MLive is addressed in the article.

I lived in Ann Arbor when the old paper went under and after. MLive was and is
worse by a far margin. It’s always been of the same ilk as the low-quality,
corporate media consolidation going on across the country.

------
Joakal
The lack of news are going to destroy democracy everywhere because voters are
increasingly getting less and less alternative sources and eventually none.
Some new age media possibilities I had been thinking of:

1) Double politicians (or leftover politicians). Most of English speaking
world has left over votes with no representative, have politicians elected
with leftover votes. These are paid positions with no power. They will keep
the elected politicians in check and can do local journalism.

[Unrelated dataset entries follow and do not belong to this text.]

PR #284, opened 2025-08-26
changing config

nm3224:
### Config Changes: 
- adding default filtersfor retention config
      - core terms only (can be adjusted) 
      - associate's students only
      - first time admits only 
- changing incomplete threshold from 0.5 to 0.2
- added extra parameters with a TODO to edit based on school's preferences for checkpoint; default is always core terms only and excluding any pre-cohort terms _unless specified otherwise_
     - exclude_non_core_terms = true
     - exclude_pre_cohort_terms = true

### Template Changes:
- adding gateway course cip codes as a default too in the template
- adding prints for top 10 and bottom 10 support scores for slide deck visibility
- adding catalog variable so only have to change in one place 

### Checkpointing Logic Changes:
- changing checkpointing code for retention to default as excluding non-core terms and pre-cohort terms alike
- adding descriptive sentences to args missing them

### Feature Table Changes:
- adding "number of" at the start and "taken this term" at the end


pipelines/pdp/institution_id/config-CREDITS_EARNED_TEMPLATE.toml
```diff
@@ -65,7 +65,7 @@ num_terms_in_year = 4
 max_term_rank = "infer"
 
 [modeling.feature_selection]
-incomplete_threshold = 0.5
+incomplete_threshold = 0.8
```
kaylawilding: We want to drop features with 20% or more missing correct? The function that uses this drops features with greater than or equal to the threshold missing values. I think this should be 0.2. Double check the fn defn for drop_incomplete_features in feature selection though please. Also, we should probably change the default in that function as well from 0.5. If Im understanding this correctly, please make the same edit to the other config templates

pipelines/pdp/institution_id/config-RETENTION_TEMPLATE.toml
```diff
@@ -42,7 +42,8 @@ key_course_subject_areas = []
 key_course_ids = []
 
 [preprocessing.selection]
-student_criteria = { enrollment_type = "", credential_type_sought_year_1 = "" }
+# default is usually fall-to-fall retention, if otherwise then change to core_terms
+student_criteria = { enrollment_type = "", credential_type_sought_year_1 = "", cohort_term = "FALL" }
```
kaylawilding: Lets set this up for the default models? We can chat about what should the default model params be in our 1-1 if that helps

pipelines/pdp/institution_id/03-make-predictions-TEMPLATE.py
```diff
@@ -273,12 +279,14 @@
 
 with mlflow.start_run() as run:
     confusion_matrix = evaluation.log_confusion_matrix(
+        catalog="sst_dev",
```
kaylawilding: actually can you add a variable for catalog and then make these four instance call that var - just so we only have to edit one place instead of 4 if it needs changed?

pipelines/pdp/institution_id/01-preprocess-data-TEMPLATE.py
```diff
@@ -135,6 +136,11 @@
 
 # COMMAND ----------
 
+# confirm cip code list, then add to config
+cip_code_list = ["23", "27"]
```
kaylawilding, line 140: sorry whats happening here? these are the cip codes for the math and english gateways? the user needs to confirm these are correct for the school and then add to the config?

kaylawilding (changes requested):

pipelines/pdp/institution_id/config-CREDITS_EARNED_TEMPLATE.toml
nm3224: oh shoot, i thought it was we want to drop features with 80% or more missing... @vishpillai123 am i understanding this wrong

nm3224: @kaylawilding i'll check on this and change as needed!

pipelines/pdp/institution_id/config-RETENTION_TEMPLATE.toml
nm3224: sounds good!

pipelines/pdp/institution_id/03-make-predictions-TEMPLATE.py
nm3224: yup!

pipelines/pdp/institution_id/01-preprocess-data-TEMPLATE.py
nm3224: yes correct!

nm3224: it typically is 23 and 27 for like all the schools i've worked on, but user shud always confirm

pipelines/pdp/institution_id/config-CREDITS_EARNED_TEMPLATE.toml
nm3224: changed! I think you're right @kaylawilding

src/student_success_tool/preprocessing/checkpoints/pdp.py
```diff
@@ -190,15 +190,18 @@ def first_student_terms_at_num_credits_earned(
...
     df: pd.DataFrame,
     *,
-    term_is_pre_cohort_col: str = "term_is_pre_cohort",
     student_id_cols: str | list[str] = "student_id",
     sort_cols: str | list[str] = "term_rank",
     include_cols: t.Optional[list[str]] = None,
+    term_is_pre_cohort_col: str = "term_is_pre_cohort",
+    exclude_pre_cohort_terms: bool = True,
+    term_is_core_col: str = "term_is_core",
+    exclude_non_core_terms: bool = True,
```
nm3224, line 199: add to config

src/student_success_tool/preprocessing/checkpoints/pdp.py
```diff
@@ -190,15 +190,18 @@ def first_student_terms_at_num_credits_earned(
 def first_student_terms_within_cohort(
     df: pd.DataFrame,
     *,
-    term_is_pre_cohort_col: str = "term_is_pre_cohort",
     student_id_cols: str | list[str] = "student_id",
     sort_cols: str | list[str] = "term_rank",
     include_cols: t.Optional[list[str]] = None,
+    term_is_pre_cohort_col: str = "term_is_pre_cohort",
```
nm3224, line 196: check if this is redundant

pipelines/pdp/institution_id/03-make-predictions-TEMPLATE.py
```diff
@@ -308,7 +319,7 @@
 # save sample advisor output dataset
 dataio.write.to_delta_table(
     shap_feature_importance,
-    f"staging_sst_01.{cfg.institution_id}_silver.training_{cfg.model.run_id}_shap_feature_importance",
+    f"sst_dev.{cfg.institution_id}_silver.training_{cfg.model.run_id}_shap_feature_importance",
```
vishpillai123: can you add catalog here as well?

pipelines/pdp/institution_id/03-make-predictions-TEMPLATE.py
```diff
@@ -328,6 +339,6 @@
 # save sample advisor output dataset
 dataio.write.to_delta_table(
     support_score_distribution,
-    f"staging_sst_01.{cfg.institution_id}_silver.training_{cfg.model.run_id}_support_overview",
+    f"sst_dev.{cfg.institution_id}_silver.training_{cfg.model.run_id}_support_overview",
```
vishpillai123: and catalog here as well

pipelines/pdp/institution_id/03-make-predictions-TEMPLATE.py
nm3224: done!

vishpillai123 (approved):

pipelines/pdp/institution_id/01-preprocess-data-TEMPLATE.py
```diff
@@ -239,6 +245,7 @@
 
 # TODO: choose checkpoint function suitable for school's use case
 # parameters should be specified in the config
+# MAKE SURE TO SPECIFY exclude_non_core_terms and exclude_pre_cohort_terms per school's needs!
```
kaylawilding, line 248: 👍

pipelines/pdp/institution_id/config-RETENTION_TEMPLATE.toml
```diff
@@ -42,19 +42,23 @@ key_course_subject_areas = []
 key_course_ids = []
 
 [preprocessing.selection]
-student_criteria = { enrollment_type = "", credential_type_sought_year_1 = "" }
+# if fall-to-fall retention, change cohort_term = "FALL"
+student_criteria = { enrollment_type = "FIRST-TIME", credential_type_sought_year_1 = "ASSOCIATE'S DEGREE", cohort_term = ["FALL", "SPRING"] }
```
kaylawilding, line 46: 👍

src/student_success_tool/preprocessing/checkpoints/pdp.py
```diff
@@ -190,15 +190,18 @@ def first_student_terms_at_num_credits_earned(
 def first_student_terms_within_cohort(
```
kaylawilding, line 190: This changes the default from what older schools would have used, correct? Can you just put this on your list to document in confluence this week?

nm3224: yes- they would just have to set `exclude_non_core_terms` to false for it to be the same as before (we were alr removing pre-cohort anyway)

nm3224: @kaylawilding where in the confluence should the change go / shud i slack the team ab this in our channel

src/student_success_tool/preprocessing/targets/pdp/graduation.py
```diff
@@ -117,10 +117,11 @@ def compute_target(
         df,
         checkpoint=ft.partial(
             checkpoints.pdp.first_student_terms_within_cohort,
-            term_is_pre_cohort_col=term_is_pre_cohort_col,
             student_id_cols=student_id_cols,
             sort_cols=term_rank_col,
             include_cols=(student_id_cols + [term_rank_col, enrollment_intensity_col]),
+            term_is_pre_cohort_col=term_is_pre_cohort_col,
+            term_is_core_col="term_is_core",
```
kaylawilding, line 124: I think ideally in the long-run lets not hardcode this feature but we can put that on the backlog

kaylawilding (approved):

pipelines/pdp/institution_id/03-make-predictions-TEMPLATE.py
```diff
@@ -308,7 +319,7 @@
 # save sample advisor output dataset
 dataio.write.to_delta_table(
     shap_feature_importance,
-    f"staging_sst_01.{cfg.institution_id}_silver.training_{cfg.model.run_id}_shap_feature_importance",
+    f"catalog.{cfg.institution_id}_silver.training_{cfg.model.run_id}_shap_feature_importance",
```
vishpillai123: this needs to be {catalog} since it's an f-string

src/student_success_tool/preprocessing/checkpoints/pdp.py
kaylawilding: ya just slack me or I think I made you an asana task - just tag me there please :)

pipelines/pdp/institution_id/03-make-predictions-TEMPLATE.py
kaylawilding: oh good catch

Otherwise those
politicians who may get up to 50% of the vote, will stop working for those
potential voters by going back to their lives.

2) Citizen news. Government allows citizens to post anything on their personal
blogs/columns/newspapers. It has the side effect of being historical because,
the government will forever host it vs losing information when the
company/individual no longer hosts it for whatever reason. Registration is
simply getting username/password from local government with ID.

Both of these require that the government recognise that some information is
better than nothing and an essential need if there is have democracy. To do
otherwise, is to let evil continue under the veil (Corruption, abuse, etc).
Those who would be against 'information needs to be free and widely
available', you guessed it, evil.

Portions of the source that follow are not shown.